С «вольным атаманом» Остелецкий встретилсяв вестибюле музея, где у нескольких столов велась запись добровольцев, и куда Ашинов вышел после окончания лекции, дабы своим присутствием подхлестнуть энтузиазм записывающихся. Столы стояли под натянутыми между колонн полотнищами российских триколоров, поверх которых красовались косые андреевские кресты жёлтого цвета. В точности такой флаг висел на сцене во время выступления Ашинова, и тот не раз упомянул, что это не что иное, как штандарт будущего военного поселения «Новая Москва», который уже сейчас, в этот самый момент, развевается над выщербленными горячими африканскими ветрами стенами старинной крепости Сагалло.

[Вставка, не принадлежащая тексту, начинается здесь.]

Issue #1507, opened 2024-05-17
Reproduce/understand timeout errors


tcompa:
Ref:
* https://github.com/fractal-analytics-platform/fractal-server/issues/1463#issuecomment-2106919895
* https://github.com/fractal-analytics-platform/fractal-server/issues/1154

I'll summarize here a deep dive we had with @mfranzon, with the simplest reproducible example we could find. We don't have a full understanding yet, but I think we are reproducing the actual behavior.

1. Gunicorn has a "master" process (the "arbiter", which starts one process per worker.
2. Arbiter and workers have a heartbeat system in place, so that arbiter can verify that workers are alive.
3. This arbiter-side check takes place every `timeout` interval. Whenever the arbiter checks, if the latest update of a worker status took place more than a `timeout` interval ago, the worker receives a SIGABRT signal (and a timeout error).
4. Workers are initialized with a timeout set to half of `timeout` (see https://github.com/benoitc/gunicorn/blob/master/gunicorn/arbiter.py#L589-L591), and they are expected to update their status every such interval.
5. The docs about timeout (https://docs.gunicorn.org/en/stable/settings.html#timeout) is confusing, probably because it was first written for synchronous workers (not our case), where the `timeout` parameter also serves as a request-time limit. For our workers, this is not the case. Here are some clarifications: https://github.com/benoitc/gunicorn/issues/3129 (see for instance "Gthread-workers may process a single request indefinitely, even if --timeout is set.").
6. The status update (by the worker) corresponds to updating the last-modified time of a temporary file. The status check then reads this information.
7. A frequent issue (especially when running in containers, or debian-based Linux distributions) is that the default working directory for these temporary files is `/tmp` and it is not mounted as a `tmpfs` filesystem. In some cases (e.g. AWS EBS volumes), this may introduce huge slowdowns related to the status-update operation. We don't think this is relevant in our case (as we briefly checked by setting `--worker-tmp-dir` to `/run`, which in Ubuntu is mounted as `tmpfs`). Relevant Gunicorn FAQ: https://docs.gunicorn.org/en/22.0.0/faq.html#how-do-i-avoid-gunicorn-excessively-blocking-in-os-fchmod.

With this better understanding, we now know that a timeout error (when using async workers, as we do) means that the worker was "late" in updating its status, and then the arbiter killed it. This does *not* immediately mean that the request took long (and that's why https://github.com/fractal-analytics-platform/fractal-server/issues/1490 was not an actual issue).

[...]

Issue #1499, opened 2024-05-15
Catch SIGABRT


tcompa:
EDIT we now observed that SIGABRT does not lead to execution of the shutdown lifespan logic. If we can get this to work, then @mfranzon explored a promising route for cleaning up "orphan" jobs - ref https://github.com/fractal-analytics-platform/fractal-server/pull/1506).

----

(requires #1498)

1. Verify what is needed upon shutdown (e.g. should we call some cleanup function for the db engines?).
2. Verify which signals trigger execution of the shutdown (i.e. post-`yield` operations).

We are especially interested in the following situation
* Start fractal-server through gunicorn (with a single worker)
* ~~Trigger a timeout error (with a fake endpoint that takes long)~~ or directly send an abort signal to the correct pid
* Is the shutdown logic executed?

If the answer is yes, we should add the following:
* Query the DB for all V1 and V2 jobs that are marked as submitted
* Mark all these jobs as failed
* Append a line to these jobs logs, saying something like "Failed because the app was shut down"
* If possible, also update the dataset history.

tcompa:
Note: it turns out that in the current version the sigabrt does not trigger the lifespan shutdown. This can probably be changed in fastapi or uvicorn - TBD

tcompa:
> Note: it turns out that in the current version the sigabrt does not trigger the lifespan shutdown. This can probably be changed in fastapi or uvicorn - TBD

This changes if we use a custom UvicornWorker class and subclass the `init_signals` and `handle_abort` method - see proof of principle in #1506, where we are converting SIGABRTs into SIGTERMs.

The nice aspect of this solution is that it is opt-in:
* The standard `fractalctl start` would not include this feature
* For `gunicorn`, this feature would only be enabled when we modify the startup command (changing the `--worker-class` option so that it points to this new class).

This means that if we ever hit an issue due to this change of signals, we can roll-back the feature by restarting `gunicorn` and using the standard uvicorn worker. That's a useful safety net, since this is a bit of an advanced feature which we cannot fully test programmatically.

tcompa:
See https://github.com/fractal-analytics-platform/fractal-server/pull/1506#issuecomment-2124111370 for a minor improvement of the current proof of principle

PR #3343, opened 2026-05-22
Add `LOG_CONFIG_FILE` environment variable use config file for logging

dominique-roux:
Co-authored-by: Copilot <copilot@github.com>

```bash
```


tcompa:
cc @dominique-roux is there a reason for not including https://github.com/fractal-analytics-platform/fractal-server/blob/main/fractal_server/gunicorn_fractal.py in this PR?

Note that the relevance of that worker wrapper should be reviewed (independently on this PR):
* It was introduced as part of a [broader analysis on intermittent worker timeouts](https://github.com/fractal-analytics-platform/fractal-server/issues/1507)
* [While handling it, we observed that SIGABRT was not handled correctly](https://github.com/fractal-analytics-platform/fractal-server/issues/1499).
* The [upstream issue](https://github.com/Kludex/uvicorn-worker/issues/32) still exists, but it's unclear to me whether the conditions that made it relevant for our deployments still exist. We made quite some related progress over time (notably moving job execution to the one-thread-per-Fractal-job pattern, reducing/removing the use of blocking operations in the API endpoints, and writing Gunicorn heartbeat file to the appropriate folders), and I suspect that we could do without the wrapper.

tcompa:
> Note that the relevance of that worker wrapper should be reviewed (independently on this PR):

To be more precise: we should review the relevance of `FractalWorker`, while `FractalGunicornLogger` is a narrowly-scoped and reasonable feature - supported as in https://gunicorn.org/reference/settings/#logger_class

tcompa:
cc @dominique-roux
I committed https://github.com/fractal-analytics-platform/fractal-server/pull/3343/commits/dfad2cdc7cbd1a25d7d0230cad9cfe133467ecce and then reverted it - so that we can discuss it.

Would this one be a viable solution?

The advantage is that we remove one of the "global" variables (which is not a great pattern, in my opinion), and we also remove the block handling `_CONFIG_ERROR` from `set_logger` (which is not the right place for logging information about startup errors).

Unrelated: it's not clear to me how the current implementation works. The comment says that the log is emitted only once, but what prevents emitting it again every time `set_logger` is called?

tcompa:
> cc @dominique-roux I committed [dfad2cd](https://github.com/fractal-analytics-platform/fractal-server/commit/dfad2cdc7cbd1a25d7d0230cad9cfe133467ecce) and then reverted it - so that we can discuss it.
> 
> Would this one be a viable solution?
> 
> The advantage is that we remove one of the "global" variables (which is not a great pattern, in my opinion), and we also remove the block handling `_CONFIG_ERROR` from `set_logger` (which is not the right place for logging information about startup errors).
> 
> Unrelated: it's not clear to me how the current implementation works. The comment says that the log is emitted only once, but what prevents emitting it again every time `set_logger` is called?

If you agree with this change, I'll then update the corresponding tests.

fractal_server/config/_main.py
```diff
@@ -27,6 +27,8 @@ class Settings(BaseSettings):
             Logging-level threshold for logging
             Only logs of with this level (or higher) will appear in the console
             logs.
+        FRACTAL_LOG_CONFIG_FILE:
+            FIXME
```
tcompa: Self-reminder: add description

docs/internals/logging.md
```diff
@@ -10,7 +10,7 @@ documentation](../code_reference/logger.md).
 
 ## External config file
 
-Set the `LOG_CONFIG_FILE` environment variable to the path of a YAML
+Set the `FRACTAL_LOG_CONFIG_FILE` environment variable to the path of a YAML
```
dominique-roux: The variable is named LOG_CONFIG_FILE on fractal-web and fractal-data (both already merged).

tcompa: The corresponding variable here in the backend would rather be named `FRACTAL_..`, but that's not a big deal - I'll revert the change.

dominique-roux:
> cc @dominique-roux is there a reason for not including https://github.com/fractal-analytics-platform/fractal-server/blob/main/fractal_server/gunicorn_fractal.py in this PR?
> 
The log config file is not mandatory. If not configured FractalGunicornLogger is still used

tcompa:
> > cc @dominique-roux is there a reason for not including https://github.com/fractal-analytics-platform/fractal-server/blob/main/fractal_server/gunicorn_fractal.py in this PR?
> 
> The log config file is not mandatory. If not configured FractalGunicornLogger is still used

I'll rephrase, since I guess I was missing something: if the log-config-file variable is set, does this configuration also automatically apply to the [gunicorn logger](https://github.com/benoitc/gunicorn/blob/a8283bbf5e1416d0dd13f994f71ec2761988aeab/gunicorn/glogging.py#L164), or do [these defaults](https://github.com/benoitc/gunicorn/blob/a8283bbf5e1416d0dd13f994f71ec2761988aeab/gunicorn/glogging.py#L47-L85) apply?

(this is, of course, only relevant if you are using gunicorn)

dominique-roux:
> > cc @dominique-roux I committed [dfad2cd](https://github.com/fractal-analytics-platform/fractal-server/commit/dfad2cdc7cbd1a25d7d0230cad9cfe133467ecce) and then reverted it - so that we can discuss it.
> > Would this one be a viable solution?
> > The advantage is that we remove one of the "global" variables (which is not a great pattern, in my opinion), and we also remove the block handling `_CONFIG_ERROR` from `set_logger` (which is not the right place for logging information about startup errors).
> > Unrelated: it's not clear to me how the current implementation works. The comment says that the log is emitted only once, but what prevents emitting it again every time `set_logger` is called?
> 
> If you agree with this change, I'll then update the corresponding tests.

Yes agreed
I probably over-engineered a bit that because I wanted to make sure that the error in logger initialization would always be logged.
But now that I read again, using a logger.error there is enough

dominique-roux:
> > > cc @dominique-roux is there a reason for not including https://github.com/fractal-analytics-platform/fractal-server/blob/main/fractal_server/gunicorn_fractal.py in this PR?
> > 
> > 
> > The log config file is not mandatory. If not configured FractalGunicornLogger is still used
> 
> I'll rephrase, since I guess I was missing something: if the log-config-file variable is set, does this configuration also automatically apply to the [gunicorn logger](https://github.com/benoitc/gunicorn/blob/a8283bbf5e1416d0dd13f994f71ec2761988aeab/gunicorn/glogging.py#L164), or do [these defaults](https://github.com/benoitc/gunicorn/blob/a8283bbf5e1416d0dd13f994f71ec2761988aeab/gunicorn/glogging.py#L47-L85) apply?
> 
> (this is, of course, only relevant if you are using gunicorn)

if gunicorn logger is explicitly defined in in the yaml file it will use it otherwise it will use the code from the class

e.g.
```
version: 1
disable_existing_loggers: false

formatters:
  plain:
    format: "%(asctime)s [%(levelname)s] %(name)s (%(filename)s:%(lineno)d): %(message)s"
    datefmt: "%Y-%m-%d %H:%M:%S"

handlers:
  stdout:
    class: logging.StreamHandler
    stream: ext://sys.stdout
    formatter: plain
    level: INFO

  stderr:
    class: logging.StreamHandler
    stream: ext://sys.stderr
    formatter: plain
    level: ERROR

  debug_file:
    class: logging.handlers.RotatingFileHandler
    filename: /fractal-logs/fractal-server/debug.log
    maxBytes: 5242880   # 5 MB
    backupCount: 30
    formatter: plain
    level: DEBUG

  info_file:
    class: logging.handlers.RotatingFileHandler
    filename: /fractal-logs/fractal-server/info.log
    maxBytes: 5242880
    backupCount: 30
    formatter: plain
    level: INFO

  warning_file:
    class: logging.handlers.RotatingFileHandler
    filename: /fractal-logs/fractal-server/warning.log
    maxBytes: 5242880
    backupCount: 30
    formatter: plain
    level: WARNING

  error_file:
    class: logging.handlers.RotatingFileHandler
    filename: /fractal-logs/fractal-server/error.log
    maxBytes: 5242880
    backupCount: 30
    formatter: plain
    level: ERROR

  access_file:
    class: logging.handlers.RotatingFileHandler
    filename: /fractal-logs/fractal-server/access.log
    maxBytes: 5242880
    backupCount: 30
    formatter: plain
    level: INFO

loggers:
  fractal_server:
    level: DEBUG
    handlers: [stdout, stderr, debug_file, info_file, warning_file, error_file]
    propagate: false

  lifespan:
    level: DEBUG
    handlers: [stdout, stderr, debug_file, info_file, warning_file, error_file]
    propagate: false

  slow-response:
    level: DEBUG
    handlers: [stdout, stderr, debug_file, info_file, warning_file, error_file]
    propagate: false

  __main__:
    level: DEBUG
    handlers: [stdout, stderr, debug_file, info_file, warning_file, error_file]
    propagate: false

  uvicorn:
    level: INFO
    handlers: [stdout, stderr, info_file, error_file]
    propagate: false

  uvicorn.error:
    level: INFO
    handlers: [stdout, stderr, info_file, error_file]
    propagate: false

  uvicorn.access:
    level: INFO
    handlers: [stdout, access_file]
    propagate: false
  
  gunicorn:
    level: INFO
    handlers: [stdout, stderr, info_file, error_file]
    propagate: false

  gunicorn.error:
    level: INFO
    handlers: [stdout, stderr, info_file, error_file]
    propagate: false

  gunicorn.access:
    level: INFO
    handlers: [stdout, access_file]
    propagate: false

root:
  level: WARNING
  handlers: [stdout, stderr, warning_file, error_file]

```

tcompa:
> if gunicorn logger is explicitly defined in in the yaml file it will use it otherwise it will use the code from the class

Got it, thanks.

tcompa:
> > > cc @dominique-roux I committed [dfad2cd](https://github.com/fractal-analytics-platform/fractal-server/commit/dfad2cdc7cbd1a25d7d0230cad9cfe133467ecce) and then reverted it - so that we can discuss it.
> > > Would this one be a viable solution?
> > > The advantage is that we remove one of the "global" variables (which is not a great pattern, in my opinion), and we also remove the block handling `_CONFIG_ERROR` from `set_logger` (which is not the right place for logging information about startup errors).
> > > Unrelated: it's not clear to me how the current implementation works. The comment says that the log is emitted only once, but what prevents emitting it again every time `set_logger` is called?
> > 
> > 
> > If you agree with this change, I'll then update the corresponding tests.
> 
> Yes agreed I probably over-engineered a bit that because I wanted to make sure that the error in logger initialization would always be logged. But now that I read again, using a logger.error there is enough

Now in-place, see 13429a6a95d98ef7d9d729107874c92f885ab21b.

Issue #2285, opened 2025-02-18
Acquire history-item row lock before making granular updates to image statuses


tcompa:
Ref:
* https://docs.sqlalchemy.org/en/20/core/selectable.html#sqlalchemy.sql.expression.CompoundSelect.with_for_update
* https://www.postgresql.org/docs/current/explicit-locking.html#LOCKING-ROWS

PR #3360, opened 2026-06-09
Introduce core tasks

### LINKED ISSUE #3163: Allow admins to tag tasks
A discussion that has come up a few times and I just had with @schulz-m again is about how we mark certain task as "core", i.e. "you can expect to get support for this", vs. community tasks that the Fractal admins on a given cluster can't make guarantees for.

We've had this discussion in many directions before, even towards having validation standards for tasks. In the brainstorming with Max, we came to a more narrowly scoped definition that may be quite helpful:

Some user stories:
As an admin, I can mark/tag specific tasks (/task packages) as "core". This shows up in some visual ways for users. In that way, on every server, the admins can signal which task packages are best supported, where users can expect support etc.

As a user, I can see a visual indicator on the "Add new workflow task" page & the task list page about which tasks are core, e.g. by showing a star symbol next to them.

As a user, I'm guided to use core tasks first. For example, they show up first in the task list. (easier if it's for whole task packages rather than individual tasks)

As a user, I can filter for certain task "tags".

### Open discussion points:

- Does one star specific tasks or whole task packages? Would be simpler to manage it on the task package level, but if the per task nuance is needed, it would be buildable
- Are those tags per task version or do they apply to all versions? It would be potentially suboptimal that I loose the core tag when installing an updated version of a task package & always having to retag them
- Is a single tag sufficient or do there need to be categories of tasks, e.g. "core", "validated", "experimental", "community"
- Can a task have a single tag or multiple tags?

This is different from tags in the manifest, which are statically defined by task developers. These marks/tags here are meant for an admin of a server to signal to the given users on that instance

ychiucco:
closes #3163 

```bash
```


fractal_server/app/routes/admin/v2/task.py
```diff
@@ -161,3 +166,65 @@ async def query_tasks(
...
+        .where(TaskGroupV2.version == task_group.version)
+        .where(TaskGroupV2.resource_id == task_group.resource_id)
+        .where(TaskV2.name == task.name)
+        .where(TaskV2.is_core.is_(True))
+    )
+    if res.scalars().all():
+        raise HTTPException(
+            status_code=status.HTTP_422_UNPROCESSABLE_CONTENT,
+            detail="TBD",
+        )
```
tcompa: This should later end up in an auxiliary function similar to `_verify_non_duplication_group_constraint`.

fractal_server/app/routes/api/v2/_aux_functions_tasks.py
```diff
@@ -391,3 +391,26 @@ def _check_type_filters_compatibility(
...
+        select(TaskV2.id)
+        .join(TaskGroupV2, TaskGroupV2.id == TaskV2.taskgroupv2_id)
+        .where(TaskGroupV2.pkg_name == task_group.pkg_name)
+        .where(TaskGroupV2.version == task_group.version)
+        .where(TaskGroupV2.resource_id == task_group.resource_id)
+        .where(TaskV2.name == task.name)
+        .where(TaskV2.is_core.is_(True))
+    )
+    duplicate_task_id = res.scalar_one_or_none()
+    if duplicate_task_id and duplicate_task_id != task.id:
```
tcompa: > `duplicate_task_id != task.id`

Could we include this check in the sql query?

fractal_server/app/routes/api/v2/_aux_functions_tasks.py
```diff
@@ -391,3 +391,27 @@ def _check_type_filters_compatibility(
...
+    res = await db.execute(
+        select(TaskV2.id)
+        .where(TaskV2.name == task.name)
+        .where(TaskV2.id != task.id)
+        .where(TaskV2.is_core.is_(True))
+        .join(TaskGroupV2, TaskGroupV2.id == TaskV2.taskgroupv2_id)
+        .where(TaskGroupV2.pkg_name == task_group.pkg_name)
+        .where(TaskGroupV2.version == task_group.version)
+        .where(TaskGroupV2.resource_id == task_group.resource_id)
+    )
```
tcompa: If we add `limit(1)`, we make sure that the query will stop at the first hit (if any).

fractal_server/app/routes/api/v2/_aux_functions_tasks.py
```diff
@@ -391,3 +391,27 @@ def _check_type_filters_compatibility(
...
+    duplicate_task_id = res.scalar_one_or_none()
+    if duplicate_task_id:
+        raise HTTPException(
+            status_code=status.HTTP_422_UNPROCESSABLE_CONTENT,
+            detail="TBD",
```
tcompa: This is an admin-facing message, which could read something like
```python
"There already exists a core task with pkg_name={task_group.pkg_name}, version={task_group.version} and name='{task.name}' (task ID: {duplicate_task_id})."
```

tests/v2/test_03_api/admin/test_admin_task.py
```diff
@@ -0,0 +1,277 @@
...
+    tg = TaskGroupV2(
+        user_id=user_id,
+        resource_id=resource.id,
+        origin="unknown",
+        pkg_name="foo",
+        version="1",
+        task_list=[task_a, task_a_copy, task_b],
+    )
+    db.add(tg)
+    await db.commit()
```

Увидев «атамана» вблизи, Венечка понял, что впечатление, составленное сначала по описаниям и газетным дагерротипам, нисколько его не обмануло; сбивал с толку, разве что, высокий, порой даже писклявый голос, однако внешность почти былинного богатыря, эдакого Микулы Селяниновича, сей недостаток компенсировала. Ашинов ожидаемо был в чёрном суконном казакине с серебряными газырями и чёрных же шароварах с малиновыми лампасами; на голове имел лохматую горскую папаху, снимать которую не пожелал даже на сцене музейного лектория. Остелецкий дождался, когда толпа, окружающая «вольного атамана слегка рассосётся, после чего подошёл и представился. Согласно легенде, разработанной специально для этой встречи, он был служащим картографического управления Адмиралтейства, присланного для участия в экспедиции якобы для того, чтобы уточнить имеющиеся карты залива Таджура, произвести топографическую съёмку окрестностей старой крепости Сагалло, промерить глубины, и составить для управления соответствующий отчёт. Расходы на это предприятие, заявил Остелецкий, полностью берёт на себя Адмиралтейство; в помощь себе он на казённые средства намерен нанять несколько образованных молодых людей из числа желающих отправиться в Абиссинию. При этом Вениамин указал рукой на группку из трёх студентов и гимназиста, терпеливо дожидавшихся в сторонке. Если, добавил он, глубокоуважаемый атаман будет не против, он со своими 'сотрудниками» присоединятся к переселенцам в Одессе, спустя две с половиной недели — как раз на этот срок назначено отбытие парохода Добровольного флота, шедшего до Александрии, где планировалось зафрахтовать для переселенцев другое судно.